== TASK INSTRUCTIONS ==
Please return all lines of the data below containing the string "grows".

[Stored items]
Issue #12863, opened 2024-07-31
Organize the synthesis library of multi-controlled gates 


ShellyGarion:
### What should we add?

Currently the synthesis methods of the multi-controlled gates are part of their definition. 
We would like to have a single `MCXGate()` class, and an HLS plugin that checks the number of clean or dirty ancillas, and chooses the optimal synthesis method (see https://github.com/Qiskit/qiskit/pull/12729).

The synthesis library will therefore include a new section **Multi-controlled gates synthesis** which will include the following functions:
- [x] `synth_mcx_no_ancillas` - the current definition of the `MCXGate`
- [x] `synth_mcx_one_clean_ancilla` - the current definition of the `MCXRecursiveGate`
- [x] `synth_mcx_n_dirty_ancillas` - the current definition of the `MCVChainGate`
- [x] `synth_mcx_graysynth_no_ancillas` - the current definition of the `MCXGrayCode` (and the internal `MCU1Gate`). Note that the number of CX gates grows exponentially in the number of qubits.
- [x] `synth_mcp_no_ancillas` - the current definition if the `MCPhaseGate`
- `synth_mcp_graysynth_no_ancillas` - the current definition of the `MCXGrayCode` (and the internal `MCU1Gate`). Only for parametrized gates. Note that the number of CX gates grows exponentially in the number of qubits.
- [x] `synth_mcmt_no_ancillas` - the current definition of the `MCMTGate`
- [x] `synth_mcmt_n_clean_ancillas` - the current definition of the `MCMTVChainGate`
- [x] `synth_mcrx_no_ancillas` - the current synthesis of the [mcrx](https://docs.quantum.ibm.com/api/qiskit/qiskit.circuit.QuantumCircuit#mcrx) method 
- [x] `synth_mcry_no_ancillas` - the current synthesis of the [mcrx](https://docs.quantum.ibm.com/api/qiskit/qiskit.circuit.QuantumCircuit#mcry) method 
- [x] `synth_mcrz_no_ancillas` - the current synthesis of the [mcrz](https://docs.quantum.ibm.com/api/qiskit/qiskit.circuit.QuantumCircuit#mcrx) method 

The following classes will be deprecated in Qiskit 2.0:
- [`MCMTVChain`](https://docs.quantum.ibm.com/api/qiskit/qiskit.circuit.library.MCMTVChain)
[...]

PR #12904, opened 2024-08-05
Move mcx synthesis methods with ancillas to the synthesis library

ShellyGarion:
### Summary
See details in issue #12863.
In this PR we transfer the mcx synthesis methods with clean and dirty ancillas to the synthesis library.

### Details and comments

Added 3 functions in the `qiskit/synthesis/multi-controlled` library:

- `synth_mcx_1_clean_b95`
- `synth_n_dirty_i15`
- `synth_n_clean_m15`

### DIFF
--- a/qiskit/synthesis/multi_controlled/mcx_with_ancillas_synth.py
+++ b/qiskit/synthesis/multi_controlled/mcx_with_ancillas_synth.py
@@ -107,7 +107,7 @@ def synth_mcx_n_dirty_ancillas_ickhc(
     return qc
 
 
-def synth_mcx_n_clean_ancillas(num_qubits: int, num_ctrl_qubits: int = None):
+def synth_mcx_n_clean_ancillas(num_ctrl_qubits: int):
     """Synthesis of an MCX gate with n controls and n-2 clean ancillary qubits,
     producing a circuit with at most 6*n-6 CX gates"""
 
@@ -115,6 +115,7 @@ def synth_mcx_n_clean_ancillas(num_qubits: int, num_ctrl_qubits: int = None):
     from qiskit.circuit.quantumregister import QuantumRegister
     from qiskit.circuit.quantumcircuit import QuantumCircuit
 
+    num_qubits = 2 * num_ctrl_qubits - 1
     q = QuantumRegister(num_qubits, name="q")
     qc = QuantumCircuit(q, name="mcx_vchain")
     q_controls = q[:num_ctrl_qubits]
@@ -140,7 +141,7 @@ def synth_mcx_n_clean_ancillas(num_qubits: int, num_ctrl_qubits: int = None):
     return qc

== RESPONSE ==
- [x] `synth_mcx_graysynth_no_ancillas` - the current definition of the `MCXGrayCode` (and the internal `MCU1Gate`). Note that the number of CX gates grows exponentially in the number of qubits.
- `synth_mcp_graysynth_no_ancillas` - the current definition of the `MCXGrayCode` (and the internal `MCU1Gate`). Only for parametrized gates. Note that the number of CX gates grows exponentially in the number of qubits.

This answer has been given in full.